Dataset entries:
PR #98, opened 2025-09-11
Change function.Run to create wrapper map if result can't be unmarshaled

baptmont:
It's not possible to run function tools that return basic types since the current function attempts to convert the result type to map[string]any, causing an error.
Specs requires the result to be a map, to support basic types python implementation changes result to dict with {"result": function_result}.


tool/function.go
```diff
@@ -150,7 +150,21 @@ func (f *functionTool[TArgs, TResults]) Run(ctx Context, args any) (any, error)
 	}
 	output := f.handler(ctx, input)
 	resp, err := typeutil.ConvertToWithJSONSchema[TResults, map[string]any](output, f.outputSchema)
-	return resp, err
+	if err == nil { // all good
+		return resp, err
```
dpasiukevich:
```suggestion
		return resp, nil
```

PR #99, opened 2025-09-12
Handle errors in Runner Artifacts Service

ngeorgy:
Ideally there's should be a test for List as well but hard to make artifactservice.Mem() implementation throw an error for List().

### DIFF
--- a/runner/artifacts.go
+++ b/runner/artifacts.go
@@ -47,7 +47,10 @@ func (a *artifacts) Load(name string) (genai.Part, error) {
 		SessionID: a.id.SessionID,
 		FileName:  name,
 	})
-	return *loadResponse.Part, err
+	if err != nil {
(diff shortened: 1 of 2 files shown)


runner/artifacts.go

_Your assignment_
In the records above, locate the lines holding the word "opened". Copy each of them.

_Expected answer_
PR #98, opened 2025-09-11
PR #99, opened 2025-09-12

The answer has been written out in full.